Top of Material provided

PR #615, opened 2025-05-14
fix(STEF-1465): Reset forecast column to P50 after sorting

MvLieshout:


test/unit/pipeline/test_pipeline_create_forecast.py
```diff
@@ -247,3 +249,60 @@ def side_effects(experiment_name):
             self.pj, forecast_data, "./test/unit/trained_models/mlruns"
         )
         self.assertTrue(create_forecast_pipeline_core_mock.called)
+
+
+class TestCreateForecastPipelineQuantileModel(BaseTestCase):
```
MvLieshout, line 254: This test was useful to find the source of the bug since there was no way to test the forecasting pipeline for a quantile model before. Do we want to keep it?

egordm: Good point. I think since the bug was part of sort_quantiles function and the fact that it violated the invariant (forecast column is always equal to P50), it might make sense to create a more minimal test with synthetic data?

egordm (changes requested):
Nice fix and find. I have left a comment regarding the test. If we make it more minimal, we don't have to add so many extra files to the repo.

test/unit/pipeline/test_pipeline_create_forecast.py
MvLieshout: I have actually already added to an existing test which makes sure the P50 column is equal to the forecast column. It can be found here: https://github.com/OpenSTEF/openstef/blob/8d733195ab1ebcc5923616496a64d3d86d17fd34/test/unit/postprocessing/test_postprocessing.py#L154. 

Since that functionality is already tested there, I think it might be kind of superfluous to keep this forecast pipeline model for the quantile model.

openstef/postprocessing/postprocessing.py
```diff
@@ -255,9 +255,12 @@ def sort_quantiles(
...
         return forecast
 
-    # sort the columns
+    # Sort the columns
     p_columns = np.sort(p_columns)
 
     forecast.loc[:, p_columns] = forecast[p_columns].apply(sorted, axis=1).to_list()
 
+    # Set the forecast columun equal to the median
+    forecast["forecast"] = forecast["quantile_P50"]
```
MvLieshout, line 264: I now see that this causes issues in the case that there is no P50. However, I am wondering how realistic that case is.

test/unit/pipeline/test_pipeline_create_forecast.py
egordm: Oh nice, looks like I missed it. Then in that case we already test the most important part. I think this test is optional then. As you said, it might be useful to find further issues in the future, so I have no strong opinion whether to remove it to keep it, actually. So long it doesn't significantly slow down the unit tests then it's okay to keep it.

egordm (approved):

test/unit/pipeline/test_pipeline_create_forecast.py
MvLieshout: It's quite fast, so I will leave it in there.

PR #642, opened 2025-08-15
Update CITATION.cff

FrankKr:
order citation according to DOI on zenodo


CITATION.cff
```diff
@@ -10,28 +10,36 @@ url: "https://github.com/OpenSTEF/openstef"
...
+    email: "Bart.Pleiter@Alliander.com"
+    affiliation: "Alliander"
   - family-names: "Stoel"
     given-names: "Willem Frederik"
     email: "wfstoel@outlook.com"
+  - family-names: "Bogaard"
+    name-particle: "van den"
+    given-names: "Jonas"
+    email: "Jonas.van.den.Bogaard@Alliander.com"
+    affiliation: "Alliander"
```
bartpleiter, line 38: Duplicate affiliation line

bartpleiter:
There seems to be a syntax error as well, but could be because of the duplicate affiliation line
 
 (CITATION.cff) Parser error: while parsing a block mapping at line 5, column 1 did not find expected key at line 21, column 2

Issue #628, opened 2025-07-29
[OpenSTEF 4.0] Move stef-beam into openstef-beam


egordm:
As STEF community
I want to have STEF BEAM
So that I have a way to evaluate and analyze my forecasts

❗Priority (What if we don't do this?/Are there any deadlines? etc.)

Bottom of Material provided

Each line above should be duplicated without any alteration.

## Response
PR #615, opened 2025-05-14
fix(STEF-1465): Reset forecast column to P50 after sorting

MvLieshout:


test/unit/pipeline/test_pipeline_create_forecast.py
```diff
@@ -247,3 +249,60 @@ def side_effects(experiment_name):
             self.pj, forecast_data, "./test/unit/trained_models/mlruns"
         )
         self.assertTrue(create_forecast_pipeline_core_mock.called)
+
+
+class TestCreateForecastPipelineQuantileModel(BaseTestCase):
```
MvLieshout, line 254: This test was useful to find the source of the bug since there was no way to test the forecasting pipeline for a quantile model before. Do we want to keep it?

egordm: Good point. I think since the bug was part of sort_quantiles function and the fact that it violated the invariant (forecast column is always equal to P50), it might make sense to create a more minimal test with synthetic data?

egordm (changes requested):
Nice fix and find. I have left a comment regarding the test. If we make it more minimal, we don't have to add so many extra files to the repo.

test/unit/pipeline/test_pipeline_create_forecast.py
MvLieshout: I have actually already added to an existing test which makes sure the P50 column is equal to the forecast column. It can be found here: https://github.com/OpenSTEF/openstef/blob/8d733195ab1ebcc5923616496a64d3d86d17fd34/test/unit/postprocessing/test_postprocessing.py#L154. 

Since that functionality is already tested there, I think it might be kind of superfluous to keep this forecast pipeline model for the quantile model.

openstef/postprocessing/postprocessing.py
```diff
@@ -255,9 +255,12 @@ def sort_quantiles(
...
         return forecast
 
-    # sort the columns
+    # Sort the columns
     p_columns = np.sort(p_columns)
 
     forecast.loc[:, p_columns] = forecast[p_columns].apply(sorted, axis=1).to_list()
 
+    # Set the forecast columun equal to the median
+    forecast["forecast"] = forecast["quantile_P50"]
```
MvLieshout, line 264: I now see that this causes issues in the case that there is no P50. However, I am wondering how realistic that case is.

test/unit/pipeline/test_pipeline_create_forecast.py
egordm: Oh nice, looks like I missed it. Then in that case we already test the most important part. I think this test is optional then. As you said, it might be useful to find further issues in the future, so I have no strong opinion whether to remove it to keep it, actually. So long it doesn't significantly slow down the unit tests then it's okay to keep it.

egordm (approved):

test/unit/pipeline/test_pipeline_create_forecast.py
MvLieshout: It's quite fast, so I will leave it in there.

PR #642, opened 2025-08-15
Update CITATION.cff

FrankKr:
order citation according to DOI on zenodo


CITATION.cff
```diff
@@ -10,28 +10,36 @@ url: "https://github.com/OpenSTEF/openstef"
...
+    email: "Bart.Pleiter@Alliander.com"
+    affiliation: "Alliander"
   - family-names: "Stoel"
     given-names: "Willem Frederik"
     email: "wfstoel@outlook.com"
+  - family-names: "Bogaard"
+    name-particle: "van den"
+    given-names: "Jonas"
+    email: "Jonas.van.den.Bogaard@Alliander.com"
+    affiliation: "Alliander"
```
bartpleiter, line 38: Duplicate affiliation line

bartpleiter:
There seems to be a syntax error as well, but could be because of the duplicate affiliation line
 
 (CITATION.cff) Parser error: while parsing a block mapping at line 5, column 1 did not find expected key at line 21, column 2

Issue #628, opened 2025-07-29
[OpenSTEF 4.0] Move stef-beam into openstef-beam


egordm:
As STEF community
I want to have STEF BEAM
So that I have a way to evaluate and analyze my forecasts

❗Priority (What if we don't do this?/Are there any deadlines? etc.)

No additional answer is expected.